PR #323, opened 2018-08-12
Executable.py: Add removing output directory in cmd_cleanup()

danghai:
I make PR to remove the whole output directory, if the global `--wipe` option was specified.

### DIFF
--- a/skt/executable.py
+++ b/skt/executable.py
@@ -492,8 +492,11 @@ def cmd_cleanup(cfg):
         except OSError:
             pass
 
-    if cfg.get('wipe') and cfg.get('workdir'):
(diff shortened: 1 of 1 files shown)


veruu:
The output directory can be different for each command, and can contain anything besides the result files created. If you want the result files dropped into your home directory, this would then delete it, despite the fact that you probably only wanted to delete skt-related files.

I wouldn't worry about removal of output directories.

danghai:
Oh I thought we have the `output_dir`, and then we put all output result of all stages (merge, build, run,...) in it. `cleanup` function will clean it if it is specified.

veruu:
I believe this pull should be closed now, please reopen if anything changes

PR #325, opened 2018-08-13
add console checking stage

veruu:


skt/executable.py
```diff
@@ -460,6 +461,50 @@ def cmd_report(cfg):
...
+        raise Exception('<krelease> or <console-url> parameter missing!')
+
+    console_logs = []
+    trace_list = []
+
+    for console_path_or_url in cfg.get('console'):
+        console_log = skt.console.ConsoleLog(cfg.get('krelease'),
+                                             console_path_or_url)
+
+        console_logs.append(console_log)
```
spbnick: Why do we keep those around?

skt/executable.py
```diff
@@ -460,6 +461,50 @@ def cmd_report(cfg):
...
+        trace_list.append(console_log.gettraces())
+
+    if any(trace_list):
+        report_string = ''
+
+        for traces in trace_list:
```
spbnick: Shouldn't this be called `trace`, not `traces`? We already have `trace_list`, and its name suggest that each of its elements is a trace.

skt/executable.py
```diff
@@ -460,6 +461,50 @@ def cmd_report(cfg):
...
+            if traces:
```
spbnick: Why do we check this?

skt/executable.py
```diff
@@ -460,6 +461,50 @@ def cmd_report(cfg):
...
+                report_string += '{}\n{}:\n\n{}\n\n'.format(
+                    'This is the first trace we found in ',
+                    cfg.get('console')[trace_list.index(traces)],
+                    traces[0]
```
spbnick: Sorry, I'm lost, what are we outputting here?

skt/console.py
```diff
@@ -149,14 +150,22 @@ def __fetchdata(self):
...
             List of console log lines related to tested kernel
         """
-        if not self.url:
+        if not self.url_or_path:
             return []
 
-        response = requests.get(self.url)
+        try:
+            console_text = requests.get(self.url_or_path).text
+        except Exception:  # We got a file path
```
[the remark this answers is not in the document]
veruu: good idea!

skt/executable.py
veruu: I wanted to be able to attach the parsed out log in this stage if someone was to run the stage separately, outside of skt. Since we don't have the input/output directory schema fully working yet, that part is not done. If you think that's a bad idea, I can remove this preparation.

skt/executable.py
veruu: `traces` is a list of traces and `trace_list` is a list of them. If you have better names for this kind of nesting please do share it (this was the best I could come up with) but I feel that calling it `trace` would be misleading in this case

skt/executable.py
veruu: Because the method for extracting the traces returns an empty list if there are no traces found, and we don't want to say "we found an empty trace"

skt/executable.py
veruu: The path/URL of the console log in which the trace was found and the related first trace

skt/executable.py
spbnick: I think it is better not to add unused code, in general. Every time somebody reads this they would wonder what's going on, until the code using this is added. It's not a big deal here, so leave it if you feel you'll add something to use it soon, but in general I think it's best to avoid it.

skt/executable.py
spbnick: I see. A list of lists is a bit of an awkward situation for any human language, I expect, but it's still better to be clear. Please see if you could use something like `trace_list` and `trace_list_list`, or `traces` and `traces_list`, or something of that sort. Personally I would use the former.

skt/executable.py
spbnick: I see, thank you.

This is one of the situations, I think, where complex logical checks Python calls for are making for a difficult read. I think an explicit check for list emptiness/length would have been better, but once you make it clear that you're operating on a list (e.g. by renaming `traces` to `trace_list` or similar) it will be easier to understand.

skt/executable.py
spbnick: I see, thank you. Do you think you can explain how you get the path/URL in a comment above this line:

    cfg.get('console')[trace_list.index(traces)],

spbnick:
Thank you, Veronika! I have just two more style requests left :)

veruu:
@spbnick resolved

spbnick:
Looks good, thank you :)

PR #326, opened 2018-08-14
Runner improvements

veruu:
~~- [ ]  depends on pull #325~~ rebased on master


skt/runner.py
```diff
@@ -582,7 +582,7 @@ def __jobsubmit(self, xml):
 
         return jobid
 
-    def run(self, url, max_aborted, release, wait=False, host=None,
```
spbnick: Could you please remove the `test_run_host` test as well?

veruu: Didn't notice that one, thanks for finding it!

PR #328, opened 2018-08-16
Creates a file in place of non-existent directory 

### LINKED ISSUE #327: `skt publish -p cp` creates a file in place of non-existent directory
If the destination directory supplied to `skt publish -p cp` doesn't exist, skt creates a file with the supplied name. Instead, it should abort with an error about non-existent directory. The easiest way to do that would probably be appending a slash (`/`) to the end of the destination path, when invoking `shutil.copy()`.

danghai:
I make PR to create a file in place of non-existent directory.
Fix #327


danghai:
@spbnick Thanks review. I reword the commit message.

PR #330, opened 2018-08-19
Enhance merge patch by applying the wildcard, or a series of patches

danghai:
- [ ] #308 merge first

This patch allows user to merge a series of patches, and to use the command with wildcard to merge. Because developers are more likely to merge a series of patches, and the name of each patch is very
long, merging a series of patches is convenient for this purpose. By using `nargs="*"`, the patches are stored in a list under multiple optional arguments. In the class `AppendMergeArgument`, each `patch_file` in values is going to add to the `namespace` by order. At the previously old patch only is applied under each optional arguments one time.

For example:
```
    --patch PATCH1.patch --patch PATCH2.patch --patch PATCH3.patch
```
Now, it is enhanced by applied a series of patch:
```
    --patch PATCH1.patch PATCH2.patch PATCH2.patch
```
Or it probably is merged by using wildcard command:
```
    --patch *.patch
```
What do you think?

### DIFF
--- a/skt/executable.py
+++ b/skt/executable.py
@@ -44,6 +44,16 @@ LOGGER = logging.getLogger()
 retcode = SKT_SUCCESS
 
 
+class AppendMergeArgument(argparse.Action):
+    def __call__(self, parser, namespace, values, option_string=None):
+        if 'merge_queue' not in namespace:
+            setattr(namespace, 'merge_queue', [])
+        previous = namespace.merge_queue
+        previous.append((self.dest, values))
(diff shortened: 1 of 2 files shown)


veruu:
This patch removes all the work done to issue #227 which @spbnick advocated for. skt is meant to be automated and running it by hand is not a typical use case so I don't think it's worth to undo those changes.

danghai:
@veruu I see. Thanks. I close PR now. Feel free to open it when you think it is necessary.

PR #331, opened 2018-08-22
runner rework - final huge pull

veruu:


skt/runner.py
```diff
@@ -145,14 +145,14 @@ def getresultstree(self, jobid, logs=False):
 
     def __forget_cid(self, cid):
         """
-        Remove a job or recipe from the current list
+        Remove a job or recipe set from self.job_to_recipe_map.
```
spbnick: I would prefer a human-readable name of what's in `self.job_to_recipe_map` used here, and also as a comment over it in `__init__()`. E.g. something like "the job->recipe IDs map". I won't hold my ACK over this, though.

skt/runner.py
```diff
@@ -121,23 +121,23 @@ def __getxml(self, replacements):
...
 
-    def getresultstree(self, jobid, logs=False):
+    def getresultstree(self, cid, logs=False):
         """
-        Retrieve Beaker job results in Beaker's native XML format.
+        Retrieve Beaker results for cid in Beaker's native XML format.
 
         Args:
-            jobid: The Beaker job ID.
+            cid:   ID of the job, recipe or recipe set.
```
spbnick: I believe the Beaker's official term for this is "taskspec", as described in https://beaker-project.org/docs/man/bkr.html#specifying-tasks
I might be wrong (e.g. that's just a placeholder used in that manpage only), but if it is, then we should use it here, and I was already using it through the code.
What do you think?

skt/executable.py
```diff
@@ -421,10 +421,15 @@ def cmd_run(cfg):
                                         cfg.get('wait'),
                                         arch=cfg.get("kernel_arch"))
 
-    for index, job in enumerate(runner.job_to_recipe_map.keys()):
+    recipe_set_index = 0
```
spbnick: I get that these changes are hard to split, I know how that happens. I'm willing to accept it as is, to speed you up, but I would not be able to say I did *any* meaningful review of this, because I just don't have the energy nor time to understand it as is. Perhaps @major would be able to do it :)

skt/runner.py
veruu: TBH I don't know what the official term is and I chose one I saw used in the code already. I'm totally for changing all the `cid`s to `taskspec`s (probably in a separate pull) if that's the right term to use.

major:
I don't see anything within this patchset that worries me a lot. Like @spbnick, this is a big one to thoroughly review. I'll test this out in UpShift and see if I find any issues.

PR #334, opened 2018-08-26
Reporter.py: Add try except in email report

danghai:
I make PR to add try except in email report.


veruu:
I don't think catching the exception is a good idea at all. If something is wrong with sending the email, we should know about it and get the correct error message, not have a "something went wrong" logged without any indication of what happened.

PR #335, opened 2018-08-27
Improve email footer

major:


skt/reporter.py
```diff
@@ -382,11 +382,18 @@ def _getreport(self):
...
+        msg += """
+We welcome any feedback you have about these test results. Please feel free to
+reply to this email with:
+
+    * Questions about the testing process or test results
+    * Suggestions for improvements
+    * Any other comments
+
+Sincerely,
+Kernel CI Team
```
spbnick: I like how you're giving examples of what to write us with. However, we need to let people know they can stop receiving those messages. We must also not be condescending, or appear as an authority.

The "we welcome any feedback", and "please feel free" can be interpreted like we're giving a permission for people to write to us, and that we may even consider answering or taking their messages into account. Instead we should just let people know they can contact us at this address, or even *ask* to contact us. Lastly, we should be sparing with our writing. Our reports already look like a novel (and we should fix that), let's try not to make it longer.

Could you just add the examples to the existing sentence/paragraph, using as few words as possible?

Also, could you keep the indentation intact and just concatenate the strings, instead of using the triple-quoted string starting at column zero?

PR #337, opened 2018-08-29
input/output directory support for merge/build

veruu:


danghai:
@veruu I think `input dir` should be mentioned in `README.md` too?

veruu:
@danghai this is not a full feature, just a preparation for the modularity (runner changes, getting rid of the state and reporting integration in sktm are still pending). I'd prefer to switch up the docs from workdir to input/output directories only after the full functionality is in place because a partial one isn't really usable in practice.

skt/executable.py
```diff
@@ -77,20 +77,21 @@ def report_results(result_path, result_string, report_path, report_string):
...
-    try:
-        for filename in os.listdir(output_dir):
-            if filename.startswith(prefix_filename):
+    for filename in os.listdir(output_dir):
+        if filename.startswith(prefix):
+            try:
                 os.unlink(join_with_slash(output_dir, filename))
-    except OSError:
-        pass
+            except OSError:
```
spbnick: It will probably be OK, but it might be better to check for `os.errno.EISDIR` and re-raise everything else. What do you think?

skt/executable.py
```diff
@@ -298,6 +298,10 @@ def cmd_merge(cfg):
     save_state(cfg, {'workdir': cfg.get('input_dir'),
                      'buildhead': buildhead})
 
+    if cfg.get('input_dir') != cfg.get('output_dir'):
+        shutil.copytree(cfg.get('input_dir'),
+                        join_with_slash(cfg.get('ouptut_dir'), 'merge.source'))
```
spbnick: Typo: `ouptut_dir`.

skt/executable.py
veruu: Works for me!

skt/executable.py
veruu: Aaarggh! Fixing!

veruu:
@spbnick both fixed!

spbnick:
Sorry, I failed at doing this today, will do first thing in the morning.

veruu:
>  I'd like to say that we should never change anything in the input directory, and all intermediate files and outputs should be created in the output directory. If they're the same, it's the caller's decision, but we should only operate on the output directory.

I went with the "do whatever in the input directory with the files you got and only output what is expected by the next command" idea. Never thought about doing it the way you suggested but it does make sense, I'll take a look on implementing it.

spbnick:
Thank you, Veronika! Nag me on the IRC, if anything.

spbnick:
Having temporary files somewhere else would also be fine, we should just keep the input directory intact. If only because multiple invocations could use it, and possibly in parallel.

veruu:
Agreed with the points you make :+1:

veruu:
@spbnick reimplemented! I'm not running into the issue you show, so it probably got resolved in the process.

spbnick:
OK, first issue, re-running a failed "build" command produces this:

— YOUR OBJECTIVE —
Go through the listing and copy each line that includes the string "changes".

— REPLY —
I believe this pull should be closed now, please reopen if anything changes
This patch removes all the work done to issue #227 which @spbnick advocated for. skt is meant to be automated and running it by hand is not a typical use case so I don't think it's worth to undo those changes.
spbnick: I get that these changes are hard to split, I know how that happens. I'm willing to accept it as is, to speed you up, but I would not be able to say I did *any* meaningful review of this, because I just don't have the energy nor time to understand it as is. Perhaps @major would be able to do it :)
@danghai this is not a full feature, just a preparation for the modularity (runner changes, getting rid of the state and reporting integration in sktm are still pending). I'd prefer to switch up the docs from workdir to input/output directories only after the full functionality is in place because a partial one isn't really usable in practice.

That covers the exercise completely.